The result, he said, could be a fragmented marketplace where buyers must search multiple websites just to see what homes are available. Kelly compared the dynamic to the way television viewing shifted after the rise of streaming services.

“If you look at portals like Zillow, it’s a little like YouTube TV,” Kelly said. “That’s where consumers are going to watch the content.”

While some industry leaders have advocated for greater use of private listing networks, Kelly said HomeServices believes most properties still benefit from broad exposure.

“There are times where that kind of secret-passage speakeasy approach works,” he said, referring to selective marketing strategies used for certain properties. “But for the vast majority of businesses, you’re trying to draw the biggest crowd.
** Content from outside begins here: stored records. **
PR #922, opened 2022-07-08
Adds numerous bug fixes for remote cross.

Alexhuszagh:
Adds simpler container and volume cleanup, and avoiding keeping anonymous volumes for `/cargo/bin` present after the container exited. It also ensures containers are stopped even if a signal is sent to the `cross` command (except `SIGKILL`), and ensures that containers exit quicker if possible. This is done by using the presence of a TTY, and if it is present, running the default entrypoint, which responds to signals. If we do not have a TTY, the image will not respond to signals, so we send the container a `SIGKILL` via `docker stop` using a an instant timeout (0).

This also fixes an issue with stale fingerprint data: if a persistent data volume was deleted and then recreated, previously the project data would not be copied over. This meant that the project could not be found, and it would require users to manually delete the fingerprint data or use single-used volumes.

This also checks if the container has been scheduled for deletion (the drop may not have completed), and errors out early if more calls are made to the container.

This also properly handles `docker rm` calls if the `docker stop` command worked without needing a `SIGKILL`: it silences the output of the error if the container wasn't found.


Alexhuszagh:
There's a lot of comments but ~80% of them are comments, just to document clearly the behavior that's going on, the bugs we aim to prevent, etc.

Emilgardis (approved):
bors r+

nice!

PR #925, opened 2022-07-08
fix dind test

Emilgardis:
same as #924

also fixes no subs on variable passthrough


Alexhuszagh:
This probably also needs to be done in `test-remote` and `test-bisect`.

Emilgardis:
bisect and remote dont need it since it's using a binary with the data needed for cross to determine that it should use `main`

https://github.com/cross-rs/cross/runs/7256289776?check_suite_focus=true

Emilgardis:
bors r=@Alexhuszagh

PR #931, opened 2022-07-10
Add support for cargo aliases

Alexhuszagh:


Alexhuszagh:
This still needs to support the cargo environment variables, which luckily shouldn't be too hard.

Alexhuszagh:
This now supports environment variables, and the design is similar to the cross configuration files (and much more logical), but avoids parsing variables except for those we know and lazily reads environment variables.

For the vast majority of our properties, what’s most advantageous for the seller is the widest exposure possible.”

For HomeServices, the Zillow partnership also comes as the brokerage works on simplifying its internal technology systems across its brands. Historically, many of the company’s brokerage affiliates operated on different technology platforms. Kelly said HomeServices has been working to consolidate those systems so agents and consumers can operate on a more unified platform.

“Some of the differentiation we had wasn’t actually making us better,” Kelly said. “It was differentiation for the sake of differentiation.”

By simplifying those systems, he said, the company hopes to move faster as a national brokerage while better integrating its brokerage, mortgage, title and insurance operations.

Still, Kelly said the broader industry debate over listing distribution is likely to continue as he sees more opportunity in the way homes are marketed.

“The truth is there’s lots of ways to do real estate,” Kelly said. “The question is whether we’re thinking about what works best long term — not just what helps us in the moment.”